O'Grady gets the gravy
The man from Down Under comes out on top
Posted: Friday July 17, 1998 12:41 PM
Special from L'Equipe, the French sports daily
CHATEAUROUX (CNN/SI) -- Stuart O'Grady was beaming, perched on the podium, draped in this yellow jersey he drew, as a kid, whenever he got a glimpse of it on television. "As far back in time as I can remember, I've always been fascinated by this color. I thought this jersey was magnificent. That's where my dream started," he said.
His sunglasses, his earring, his perfect tan, his blond, bleached hair and, most of all, his permanent smile, make the 25-year-old Australian look like a surfer. But it was soccer and athletics that he first chose, then cycling, at the age of six, "because I hated jogging," he explained smilingly.
He quickly became a good track racer, and won the silver medal in team pursuit at the Barcelona Olympics. He became a star in 1993 when he beat the team pursuit world record and won the world championships.
A year later, GAN coach Roger Legeay contacted him, and the young Australian didn't hesitate for a second. "I knew I couldn't find better. These are very professional people, who know how to advise you and who, humanly, are very close to the riders, especially when they come, like I do, from a country that's more than 20,000 kilometers away," O'Grady said.
He spent his first two years in Brunoy, in the suburbs of Paris, close to the team headquarters. Then he headed South, and settled down in Spain, but couldn't stand the isolation, after a while. One day, he called his buddy Henk Vogels, who mourned his Perth beaches in Brakel, Belgium. The two Australians agreed to get together, and teammate Frédéric Moncassin did the rest. "He's a great guy. He found a house for us in Saubens; a little village close to where he lives, and when we got there, he'd already put some food in there for us;" he recalled. O'Grady's newfound balance allowed him to find his place in the peloton by looking good in "classiques" and winning stages of the Tour of Luxembourg and the Tour of Murcia, among others. These performances culminated in a shot at the Tour de France's yellow jersey Tuesday.

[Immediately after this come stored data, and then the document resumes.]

PR #23, opened 2021-05-05
Charm libs

balbirthomas:
This pull request provides

1. An first version of the prometheus operator after migration to Pebble
2. An basic Prometheus provider/consumer charm library the accept scrape targets over relation data.

### DIFF
--- a/metadata.yaml
+++ b/metadata.yaml
@@ -19,8 +19,15 @@ tags:
     - monitoring
     - alerting
     - grafana
-series:
-    - kubernetes
+bases:
+    - name: ubuntu
+      channel: 20.04/stable
+containers:
+  prometheus:
+    resource: prometheus-image
+    mounts:
+      - storage: database
+        location: /var/lib/prometheus
 provides:
   monitoring:
     interface: prometheus
@@ -35,4 +42,8 @@ peers:
 storage:
   database:
     type: filesystem
-    location: /var/lib/prometheus
+resources:
+  prometheus-image:
+    type: oci-image
+    description: upstream docker image for prometheus
+    upstream-source: "prom/prometheus:latest"
--- a/metadata.yaml
+++ b/metadata.yaml
@@ -21,11 +21,17 @@ tags:
     - grafana
 series:
     - kubernetes
+provides:
+  monitoring:
+    interface: prometheus
 requires:
     grafana-source:
         interface: grafana-datasource
     alertmanager:
         interface: alertmanager
+peers:
+  prometheus:
+    interface: prometheus
 storage:
   database:
     type: filesystem
--- a/metadata.yaml
+++ b/metadata.yaml
@@ -19,9 +19,6 @@ tags:
     - monitoring
     - alerting
     - grafana
-bases:
-    - name: ubuntu
-      channel: 20.04/stable
 containers:
   prometheus:
     resource: prometheus-image
--- a/metadata.yaml
+++ b/metadata.yaml
@@ -33,9 +33,6 @@ requires:
         interface: grafana-datasource
     alertmanager:
         interface: alertmanager
-peers:
-  prometheus:
-    interface: prometheus
 storage:
   database:
     type: filesystem
--- a/src/charm.py
+++ b/src/charm.py
@@ -2,6 +2,7 @@
 # Copyright 2020 Balbir Thomas
 # See LICENSE file for licensing details.
 
+import hashlib
 import logging
 import yaml
 import json
@@ -9,10 +10,12 @@ import json
 from ops.charm import CharmBase
 from ops.framework import StoredState
 from ops.main import main
-from ops.model import ActiveStatus, MaintenanceStatus, BlockedStatus
+from ops.model import ActiveStatus, MaintenanceStatus, BlockedStatus, ModelError
+from ops.pebble import ConnectionError
 from prometheus_provider import MonitoringProvider
 from prometheus_server import Prometheus
 
+PROMETHEUS_CONFIG = "/etc/prometheus/prometheus.yml"
 logger = logging.getLogger(__name__)
 
 
@@ -29,7 +32,9 @@ class PrometheusCharm(CharmBase):
         self._stored.set_default(alertmanagers=[])
         self._stored.set_default(alertmanager_port='9093')
         self._stored.set_default(provider_ready=False)
+        self._stored.set_default(prometheus_config_hash=None)
 
+        self.framework.observe(self.on.prometheus_pebble_ready, self._setup_pebble_layers)
         self.framework.observe(self.on.config_changed, self._on_config_changed)
         self.framework.observe(self.on.start, self._on_start)
         self.framework.observe(self.on.stop, self._on_stop)
@@ -46,19 +51,37 @@ class PrometheusCharm(CharmBase):
             self.framework.observe(self.prometheus_provider.on.targets_changed,
                                    self._on_config_changed)
 
-    def _on_config_changed(self, _):
+    def _on_config_changed(self, event):
         """Set a new Juju pod specification
         """
-        self._configure_pod()
+        logger.info("Handling config changed")
+        container = self.unit.get_container("prometheus")
+
+        try:
+            service = container.get_service("prometheus")
+        except ConnectionError:
+            logger.info("Pebble API is not yet ready")
+            return
+        except ModelError:
+            logger.info("Prometheus service is not yet ready")
+            return
+
+        prometheus_config = self._prometheus_config()
+        config_hash = str(hashlib.md5(str(prometheus_config).encode('utf-8')))
+        if not self._stored.prometheus_config_hash == config_hash:
+            self._stored.prometheus_config_hash = config_hash
+            container.push(PROMETHEUS_CONFIG, prometheus_config)
+        else:
+            logger.info("No change in Prometheus configuration")
+            return
+
+        if service.is_running():
+            container.stop("prometheus")
+
+        container.start("prometheus")
+        logger.info("Restarted Prometheus service")
 
     def _on_start(self, event):
-        if not self._stored.provider_ready:
-            try:
-                _ = self.ingress_address
-            except Exception:
-                event.defer()
-                return
-
         provided = self.provides
         if provided:
             logger.debug("Prometheus provider is available")
@@ -91,7 +114,7 @@ class PrometheusCharm(CharmBase):
         self._stored.alertmanager_port = port
         self._stored.alertmanagers = addrs
 
-        self._configure_pod()
+        self._on_config_changed(event)
 
     def _on_alertmanager_broken(self, event):
         """Remove all alertmanager configuration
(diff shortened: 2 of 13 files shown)


mmanciop:
For the record, the paradigm implemented here would OTOH sound perfectly fine when implementing the Pushgateway protocol or `remote_write` :-)

balbirthomas:
> This PR implements an approach in which the application exposing a Prometheus endpoint opts in to Prometheus scraping it. The idea is cool, though the paradigm feels a little off when considering that, in Prometheus, the scraper (that is, the Prometheus server) is by design in control of what to scrape and how and how often and if and when to accept the data how it is, or rather [_relabel_ it](https://valyala.medium.com/how-to-use-relabeling-in-prometheus-and-victoriametrics-8b90fc22c4b2). With the paradigm as designed currently, we are exposing a mechanism in Juju that semantically means "Hey Prometheus do come and get these metrics, but rename them so and so using these `__meta_`". While technically can work, and it does sound like a useful feature, this inversion of control in terms of the final name of a metric feels somewhat off when keeping the standard, vanilla Prometheus experience in mind.

Intersting!. Just to clarify -- at present the only information forwarded by a prometheus client to prometheus is the IP address and the port on which the client is exposing its metrics. Though this is the only supported functionality in this PR there is no reason additional ways means of configuring Prometheus and its targets can not be done. As far as I understand regardless of what additional features are implemented each client will need to provide the prometheus server its metric endpoint information -- IP/port (this PR) and potentially path (at present defaulting to /metrics).

metadata.yaml
```diff
@@ -19,14 +19,31 @@ tags:
     - monitoring
     - alerting
     - grafana
-series:
-    - kubernetes
+bases:
+    - name: ubuntu
+      channel: 20.04/stable
```
sed-i, line 24: Is this needed? According to the [docs](https://discourse.charmhub.io/t/charm-metadata-v2/3674):
1. `series` is replaced by `containers/base`
2. `bases` is under `containers`, and "containers can include a single resource name **or** a list of bases."
2. there's a `bases` in `/manifest.yaml` (generated by charmcraft)

metadata.yaml
```diff
@@ -19,14 +19,31 @@ tags:
...
+provides:
+  monitoring:
+    interface: prometheus
 requires:
     grafana-source:
         interface: grafana-datasource
     alertmanager:
         interface: alertmanager
+peers:
+  prometheus:
```
sed-i, line 40: I like the idea of naming the peer relation "replicas". I think that brings more clarity at first glance.

metadata.yaml
```diff
@@ -19,14 +19,31 @@ tags:
...
+    interface: prometheus
 storage:
   database:
     type: filesystem
-    location: /var/lib/prometheus
+resources:
+  prometheus-image:
+    type: oci-image
+    description: upstream docker image for prometheus
+    upstream-source: "prom/prometheus:latest"
```
sed-i, line 49: the `upstream-source` property does not exist in the schema.

metadata.yaml
balbirthomas: There was a bug or actually missing feature in charmcraft because of which the charm would fail to build if bases was not listed in metadata.yaml, when I implemented this code. I can check again and remove this, if latest **stable** charmcraft does not have this issue.

metadata.yaml
balbirthomas: One needs to be careful here. Peers are not always "replicas". For example in mongodb they can be members of a sharded group. Even though this feature is not currently supported by the charm, the fact that peers need not be replicas I would be hesitant to accept a blanket prescription that peer relations should always be named "replicas".

metadata.yaml
balbirthomas: Hmm. I do remember seeing that. Will check again and  remove if it is indeed not supported.

src/charm.py
```diff
@@ -37,24 +45,97 @@ def __init__(self, *args):
...
-        """Set an alertmanager configuation
+        """Set an alertmanager configuration.
+
+        In response to any changes in relations with Alertmanager,
+        the list of currently available Alertmanagers is updated,
+        a new Prometheus configuration set and Prometheus is
+        restarted.
         """
         if not self.unit.is_leader():
             return
```
sed-i, line 141: what do you think about a `@leader_only` decorator?

src/charm.py
```diff
@@ -65,18 +146,37 @@ def _on_alertmanager_changed(self, event):
         self._stored.alertmanager_port = port
         self._stored.alertmanagers = addrs
 
-        self._configure_pod()
+        self._on_config_changed(event)
```
sed-i, line 149: not sure if it is better to just emit a ConfigChangedEvent instead

src/charm.py
balbirthomas: I hesitate to speculate :-) . However since you bring up the issue.  Would be the use case for such a decorator ? What would be the behaviour of such a decorator ? Would it immediately return if the current unit is not leader ? This can be done for the present. However the alertmanager event handler methods in this charm are very rudimentary. For example there is no logic there for handling forwarding rules from applications to prometheus to alertmanager. Even though this behaviour has not yet been discussed, agreed, and specified, it would be the next logical step to do once our charm libraries and pebble migration is complete. Would you suppose these altermanager event handlers would have no role to play if the unit is not leader once we add the logic for handling alerting rules and such ?.

sed-i: I see this exact `is_leader` preamble in many places in many repos, that's why I ask :)
 Don't know yet about alerting rules.

src/charm.py
balbirthomas: I do not see the benefit of one event handler to be raising another event, and the charm to then waiting for the next iteration of Juju invoking the same charm's code, for the so raised event to be then handled. Isn't it simpler if all that needs to done to handle the present event is done, even if this means invoking another function of the same charm, even if the other function is event handler ? Besides there is no reason to defer the event here either.

sed-i: I did not realize an emitted event is deferred

src/charm.py
balbirthomas: One can make a use case for `@leader_only` to be a utility in the Operator Framework. It would not reduce the duplication of code much if each "repo" tried to implement its own `@leader_only`. The use case may be stronger if you can think of a repertoire of such higher order functions. At present leader only seems to be the only reasonable one I have come across.

src/charm.py
balbirthomas: As far as I understand it will go into the queue of events maintained by Juju, and will be scheduled for forwarding to the charm.

metadata.yaml
rbarry82: Also true for Grafana, Alertmanager, and others. I worry that it's too application-specific to give it a blanket "replicas", and "peers" allows the charm author to decide what that should mean.

src/charm.py
rbarry82: From my POV, I'm a fan of `@leader_only`to reduce the boilerplate

src/charm.py
```diff
@@ -37,24 +45,97 @@ def __init__(self, *args):
...
+        """Provide Grafana with data source information.
+
+        Grafana needs to know the port and name of an application in order
+        to form a relation with it. Hence this information is provided here.
         """
         event.relation.data[self.unit]['port'] = str(self.model.config['port'])
         event.relation.data[self.unit]['source-type'] = 'prometheus'
+        event.relation.data[self.unit]['private-address'] = str(
+            self.model.get_binding(event.relation).network.bind_address
+        )
```
sed-i, line 130: does the use of a private address imply that all units are always deployed on the same local network?

balbirthomas: Good catch. I need to think about this one.

src/charm.py
balbirthomas: Aye. I do think it is a reasonable suggestion too. I would rather we discuss it in stand and create a ticket for `ops` where we make a list of such utilities that would be nice too have. Besides the focus of this PR is charm library and pebble migration. I am sure that there is lot more alertmanager work to be done. I will bring it in as part of one of those commits after discussion with team in standup.

src/charm.py
rbarry82: The underlying assumption from the inherited code may be that the LMA model running inside k8s will have an overlay network which routes between nodes.

It's probably a field which we should rename, and dynamically decide whether we want to use `.network.bind_address` or an ingress address if there's an ingress configured, but not all charms *should* necessarily have an ingress exposed unless it means something very different for charms than it means for k8s/"floating IPs" in openstack/etc

balbirthomas: I have created a github [issue ticket](https://github.com/canonical/prometheus-operator/issues/25) for gathering requirements and finalizing design on this issue. I am resolving this conversation and will take this issue up on a future commit, as discussed. Thank you for highlighting the issue.

metadata.yaml
balbirthomas: In view of the above. I am leaving this as is. Resolving conversation for now. Feel free to reopen if there are any new concerns.

metadata.yaml
balbirthomas: Just removed `bases` built and deployed charm. There was no error. So the issue seems to have been fixed. Pushing a commit now with bases removed.

metadata.yaml
balbirthomas: Looks like there is (or has) been an `upstream-source` property . See for instance

1. https://discourse.charmhub.io/t/writing-a-kubernetes-v1-charm/3976/3
2. https://discourse.charmhub.io/t/specify-image-or-resources-generally-via-url/2426/2

I do not know if this has been deprecated in metadata v2. If it has been it certainly has not been made explicit on the metadata v2 discourse page linked above.

src/charm.py
balbirthomas: @sed-i Let us make that github issue ticket on the Canonical Operator Framework repository, as discussed. Ping me when you are in and we can do it together. Resolving this conversation here for now.

metadata.yaml
sed-i: I did not mean as a blanket rule: if your charm has only one type of peers then plain "replicas" could do. Otherwise you could be more explicit, e.g. "prometheus-replicas". We tend to name everything with the same string literal - service, container, interface, peer, ... all named "prometheus" ... from which it is a bit difficult to draw context at first glance. Anyway, this was just a suggestion.

dstathis (changes requested):

src/charm.py
```diff
@@ -37,24 +45,97 @@ def __init__(self, *args):
...
+        if plan.services != layer["services"]:
+            container.add_layer("prometheus", layer, combine=True)
+
+            if container.get_service("prometheus").is_running():
+                container.stop("prometheus")
+
+            container.start("prometheus")
+            logger.info("Restarted prometheus container")
+
+        self.app.status = ActiveStatus()
```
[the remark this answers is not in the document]
balbirthomas: Indeed. Oversight. Thanks. Fixed.

src/charm.py
```diff
@@ -37,24 +45,99 @@ def __init__(self, *args):
...
+        layer = self._prometheus_layer()
+        plan = container.get_plan()
+        if plan.services != layer["services"]:
+            container.add_layer("prometheus", layer, combine=True)
+
+            if container.get_service("prometheus").is_running():
+                container.stop("prometheus")
+
+            container.start("prometheus")
+            logger.info("Restarted prometheus done")
```
dstathis, line 93: Minor nitpick here. This will say restarting even if it is being started for the first time.

dstathis (approved):

Abuelodelanada (approved):

src/charm.py
balbirthomas: Will reword in a future commit. Feel free to remind me, if I forget.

He could have worn yellow in Lorient, but he didn't place well enough in the sprint finish and saw Dane Bo Hamburger get it instead. "He was crushed because he thought a chance like that would only happen once in his lifetime. He didn't sleep well but I explained to him that if the team fought for him at the bonus sprints, maybe we could make it up. It heartened him," Legeay said.
So O'Grady trusted the teammates who'd welcomed him with open arms. "They're like a second family. With people like Eros Poli, Magnus Backstedt or Frederic Moncassin, what could happen to me?" he said.
In stage four's first bonus sprint, in Plumelec, he stayed in cover, behind Moncassin, sprinted 50 meters before the line and pocketed a precious six seconds that already made him the second Australian to wear the yellow jersey ever, after Phil Anderson did it in 1981 and 1982. "He was my hero. He was the person who gave me the inspiration and fed my dream," O'Grady said.
In Peillac, the exact same thing occurred, and in the last bonus sprint, in Mouzeil, he got another two seconds. It seemed nothing would prevent him from making his dream come true when, less than two miles before the finish line, the worst-case scenario took place. "In a turn, some riders fell, in front of me. They slowed me down and I saw the front of the pack get away. I couldn't believe it. To fail so close to the goal... But Magnus Backstedt had seen me, and we finished at full speed. I was scared until the end because it was only a matter of seconds. But all of my teammates have been really super," O'Grady said. He eventually made it to the finish line in the pack, eight seconds behind the winner, Jeroen Blijlevens, and took an 11-second overall lead.
During his first day in yellow, O'Grady will no doubt be thinking about teammate and friend Chris Boardman, who gave up the yellow jersey Sunday when a fall forced him out of the race. "What happened to him really touched me," he said. "The day before, in Dublin, he gave me his yellow jersey to put it away in the car, and told me, 'Here! One day, you'll get it too. I'm sure of that.' I have a lot of respect for Chris and I hope he'll be back in the peloton with us soon enough."
The tour de France finally got itself the fresh and enthusiastic leader it needed, a kid who loves music so much he turns the sound way up in his coach's car. A kid who should have grown up and matured in the sun, his feet in the waves, but who preferred Paris-Roubaix' mud instead. "I first saw it in a tape, I liked it, and when Legeay asked what races I was interested in, I put a checkmark in front of it, just to see," he said.
He also enjoyed the Tour des Flandres' rigor, and the intense difficulty of the Tour de France, which he discovered last year when he finished second, behind teammate Cédric Vasseur, in La Châtre. "It's a good memory, the kind of memory that incites you to surpass yourself in order to, one day, be crowned," O'Grady said.